Quand a l'homme... je ne sais pas comment l'aimer si ce nest comme un homme ?

Karen Ayat a dit…

À Philis


Et la mer et l’amour ont l’amer pour partage,
Et la mer est amère et l’amour est amer,
L’on s’abîme en amour aussi bien qu’en la mer,
Car la mer et l’amour ne sont point sans orage.
Celui qui craint les eaux, qu’il demeure au rivage,
Celui qui craint les maux qu’on souffre pour aimer,
Qu’il ne se laisse pas à l’amour enflammer,
Et tous deux ils seront sans hasard de naufrage.

Marbeuf

Anonyme a dit…

Une femme un homme – c’est le lien qui consolide l’union entre deux personnes. Si ce lien est rompu alors la famille n’existe plus. Et si elle continue d’exister c’est uniquement pour l’image sociale et pour éviter le partage des biens en commun.
Pour parler du rôle de la femme au sein de la famille – c’est dire que ce rôle a été déterminé par les hommes pour s’assurer un certain confort. Il n’existe pas de scénarios type pour attribuer un tel ou tel rôle dans la famille. La famille c’est un engagement, un sacrifice de la liberté individuelle au profit de la liberté à deux - plus difficile à réaliser et à réussir. Pour créer une famille il faut deux personnes. En conséquence, le concours des deux est nécessaire pour construire une famille, pour s’abandonner à l’autre, faire confiance, combattre l'absence, le manque, les frustrations, accepter les concessions et les regrets.
Dire que la femme a besoin d’un Capitane pour être guidée dans ce rôle. NON, certainement pas. Elle a besoin d’un homme avec qui elle fait des projets et avec qui elle peut les réaliser. Il s’agit de trouver une certaine harmonie. La femme a besoin d’un homme qui l’aime et l’admire pour ce qu’elle est et pour ce qu’elle représente. Peu importe ses défauts, ses origines, sa couleur ou sa culture. C’est l’amour inconditionnel. Dans cet amour elle doit se sentir porter vers le haut.
Aujourd’hui, la femme veut être belle, libre, intelligente. Pour réaliser ses ambitions et concilier carrière et vie familiale elle a besoin de PAIX. Les ordres et lignes de conduites n’ont pas de place dans une famille. La famille – représente un espace privé où l’harmonie repose sur le consentement et la volonté.
In fine, question famille – derrière un grand homme il y a une grande femme et derrière une grande femme il y a un grand homme.
Comment aimer l’homme ?
Le plus difficile c’est de chercher et trouver « l’homme » dans la personne qui se présente à toi.

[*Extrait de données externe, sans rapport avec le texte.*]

Issue #1360, opened 2023-04-04
Breakdown Timings are reported in milliseconds not microseconds


simonhearne:
Breakdown timings are [reported as](https://github.com/elastic/apm-agent-rum-js/blob/main/packages/rum-core/src/performance-monitoring/breakdown.js#L145) millisecond values in the `span.self_time.sum.us` field.

These values should be microseconds to match the [APM field definitions](https://www.elastic.co/guide/en/apm/server/current/exported-fields-apm-transaction-metrics.html#_self_time).

drewpost:
I can confirm that we intend to remedy this issue with an update coming to our RUM-JS agent this summer.

devcorpio:
This has been released: https://www.elastic.co/guide/en/apm/agent/rum-js/current/release-notes-5.x.html#release-notes-5.13.0

PR #1381, opened 2023-07-04
fix(rum): report breakdown span time in microseconds

devcorpio:
Fixes https://github.com/elastic/apm-agent-rum-js/issues/1360

# Summary

From now on, the breakdown metric `span.self_time.sum.us` will be calculated in microseconds.

By the way, although this is not a 100% sure breaking change - we don't know what users might do with the ingested data), it can be a "potentially breaking change", so we should indicate it.

For instance, I like how the Java APM agent team expresses that concept in their release notes:

Screenshot 2023-07-04 at 19 03 02

Example [here](https://www.elastic.co/guide/en/apm/agent/java/current/release-notes-1.x.html#_potentially_breaking_changes)

**Important:** 

You will see that I've not updated the calculation for `transaction.duration.sum.us`. The reason is that almost two years ago, [APM server stopped recording that value](https://github.com/elastic/apm-server/pull/6180). In fact, everything related to transaction breakdown metrics [was removed from all APM agents.](https://github.com/elastic/apm/issues/505)

I believe that for us is a good time to do so since we are solving this bug.

I will do that in a different PR, so we can mention that separately in the release notes and also reference to reference it [here](https://github.com/elastic/apm/issues/505)

Edit: The related PR: https://github.com/elastic/apm-agent-rum-js/pull/1382

### DIFF
--- a/packages/rum-core/src/performance-monitoring/breakdown.js
+++ b/packages/rum-core/src/performance-monitoring/breakdown.js
@@ -142,7 +142,7 @@ function getSpanBreakdown(
     span: details,
     samples: {
       'span.self_time.count': getValue(count),
-      'span.self_time.sum.us': getValue(duration)
+      'span.self_time.sum.us': getValue(duration * 1000)
     }
   }
 }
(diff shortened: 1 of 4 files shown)


vigneshshanmugam (approved):
LGTM, I like the idea of expressing as a potential breaking change as per the suggestion 💯

PR #1382, opened 2023-07-04
fix(rum): stop recording transaction breakdown metrics

devcorpio:
Follow up / Continuation of https://github.com/elastic/apm-agent-rum-js/pull/1381

# Summary

Almost two years ago,  [APM server stopped](https://github.com/elastic/apm-server/issues/6176) recording **transaction.duration.sum.us** and **transaction.duration.count**. 

The [context](https://github.com/elastic/apm/issues/505) for that is this:

> Agents capture and send transaction.duration.sum.us and transaction.duration.count metrics to apm-server, which we have been dutifully recording as part of transaction breakdown metrics. The original intention behind these was to enable metrics-based UI.
> 
> We now capture transaction latency distributions in apm-server, so the above mentioned metrics are no longer needed. They're not used anywhere, so let's stop recording them.
> 
> Additionally, **transaction.breakdown.count** is also not used (anymore). See https://github.com/elastic/apm/issues/505#issuecomment-943325753 for more details.

You will also see that all agents implemented that change in that period, too:

Screenshot 2023-07-04 at 18 51 12

Like all the other agents, I wouldn't treat this as a breaking change. Although it would **be pretty interesting** to do what the APM java team does, treat this as a "potentially breaking change", since we cannot be sure what users do with the ingested data. 

example: https://www.elastic.co/guide/en/apm/agent/java/current/release-notes-1.x.html#_potentially_breaking_changes_7

There are other agents (Node.js for instance) that treated this as a [bug](https://www.elastic.co/guide/en/apm/agent/nodejs/current/release-notes-3.x.html#_bug_fixes_22) and other ones (like the .NET) that treated this as a [feature](https://www.elastic.co/guide/en/apm/agent/dotnet/current/release-notes-1.x.html#_features_11) 

 If you disagree, let me know (that's also why I created this separate PR, to avoid blocking the [other one](https://github.com/elastic/apm-agent-rum-js/pull/1381) in case your opinion differs)

P.S. Tested with apiVersion 2 and 3

### DIFF
--- a/packages/rum-core/src/common/compress.js
+++ b/packages/rum-core/src/common/compress.js
@@ -290,30 +290,14 @@ export function compressError(error) {
 
 export function compressMetricsets(breakdowns) {
   return breakdowns.map(({ span, samples }) => {
-    const isSpan = span != null
-    if (isSpan) {
-      return {
-        y: { t: span.type },
-        sa: {
-          ysc: {
-            v: samples['span.self_time.count'].value
-          },
-          yss: {
-            v: samples['span.self_time.sum.us'].value
-          }
-        }
-      }
-    }
     return {
+      y: { t: span.type },
       sa: {
-        xdc: {
-          v: samples['transaction.duration.count'].value
+        ysc: {
+          v: samples['span.self_time.count'].value
         },
-        xds: {
-          v: samples['transaction.duration.sum.us'].value
-        },
-        xbc: {
-          v: samples['transaction.breakdown.count'].value
+        yss: {
+          v: samples['span.self_time.sum.us'].value
         }
       }
     }
--- a/scripts/ci-bundlesize.sh
+++ b/scripts/ci-bundlesize.sh
@@ -12,8 +12,8 @@ BUNDLESIZE_PATH="${WORKSPACE}/bundlesize.txt"
 npm run bundlesize | tee "${BUNDLESIZE_PATH}" || true
 
 # Extract passed and failed
-BUNDLESIZE_PASS=$(grep "✔" "${BUNDLESIZE_PATH}" | wc -l)
-BUNDLESIZE_FAIL=$(grep "✖" "${BUNDLESIZE_PATH}" | wc -l)
+BUNDLESIZE_PASS=$(grep "✔" "${BUNDLESIZE_PATH}" | wc -l) || true
+BUNDLESIZE_FAIL=$(grep "✖" "${BUNDLESIZE_PATH}" | wc -l) || true
 if [ ! -z "${GITHUB_OUTPUT}" ]; then
   echo "bundlesize_pass=${BUNDLESIZE_PASS}" >> "${GITHUB_OUTPUT}"
   echo "bundlesize_fail=${BUNDLESIZE_FAIL}" >> "${GITHUB_OUTPUT}"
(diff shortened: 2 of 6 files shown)


packages/rum-core/src/common/compress.js
```diff
@@ -289,9 +289,9 @@ export function compressError(error) {
 }
 
 export function compressMetricsets(breakdowns) {
-  return breakdowns.map(({ span, samples }) => {
-    const isSpan = span != null
-    if (isSpan) {
+  return breakdowns
+    .filter(({ span }) => span != null)
```
devcorpio, line 293: now that I'm thinking, this filter shouldn't be necessary anymore, since now all breakdowns are for spans, I will check this.

devcorpio:
Hi @amannocci,

I've noticed something with the bundlesize step (within the ci / Lint step)

If the [output](https://github.com/elastic/apm-agent-rum-js/actions/runs/5456920221/jobs/9930360710?pr=1381) of the bundlesize is (1 check passed, 1 check failed), things work as expeected

Screenshot 2023-07-04 at 20 02 25


But if the [output](https://github.com/elastic/apm-agent-rum-js/actions/runs/5457295484/jobs/9931144869?pr=1382)  is (2 checks passed):

Screenshot 2023-07-04 at 20 02 55

Then the .sh throws this error:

Dans le mot « homme » il y a un sens – un jeu de mot, une fois ce sens trouvé tu sauras qui tu dois aimer ou non, comment se protéger et dire NON. On peut toujours dire NON.
Les hommes sont si différent des femmes. Ils ont un autre mode de réflexion et de raisonnement. C’est biologique. Un proverbe africain dit que les femmes sentent les choses de l'intérieur, les hommes de l'extérieur. Il s’agit d’une référence au sexe.
La femme – se pose trop de questions. Parfois il faut juste vivre l’instant présent avec ce que la vie nous offre. Observer la nature et comprendre son cycle peut permettre de mieux cerner les hommes.
La vie est tellement précieuse qu’il faut juste aimer sans se torturer l’esprit. Vivre avec l’instant présent, se libérer de tout ce qui est matériel et faire grandir son âme.

Anonyme a dit…

PS : tu as un style d’écriture simple et accessible. Je t’encourage à écrire. Tu dois lire, lire et encore lire tout ce qui te tombe sous la main. Se cultiver, se nourrir de tout, de toutes et de tous pour développer son sens d’observation et d’analyse. Ceci te permettra d’atteindre la maturité dont tu as besoin pour devenir un grand écrivain ou encore tout simplement UNE GRANDE FEMME qui fera évoluer le monde ou encore… l’homme ou les hommes. Laisse-toi grandir afin d’accepter les départs et les ruptures. Toujours aller de l’avant, plus loin, plus haut, d’étape en étape, du simple au plus complexe. Tu trouveras alors des réponses à tes questions, tu pourras te libérer et découvrir le chemin vers la passion, l’amour et l’harmonie.
En soi, la vie n’est qu’une prison, rupture et tristesse. A toi de rompre ces liens et t’accorder le plaisir d’être heureuse et développer davantage tes capacités.
Chacun est capable de changer le cours des choses dans sa vie. Le milieu social, les amis, les rencontres contribuent aussi. Mais chacun est une personne à part et, elle ne doit jamais oublier qu’elle est unique dans ce monde. A ce titre elle dispose d'un patrimoine génétique dont elle doit veiller à son enrichissement.
La famille constitue le socle dont on a besoin pour grandir et pour connaître l'amour qui dure à jamais dans le temps. Le reste c’est une question de développement, d’évolution, d’intelligence et de maturité, de plaisir et de souffrance, d’amour et de déception, de sacrifice et de conquête.

Au plaisir de te lire,

Karen Ayat a dit…

Le commentaire ci-dessus est trop sérieux pour quelquun qui vit le moment present.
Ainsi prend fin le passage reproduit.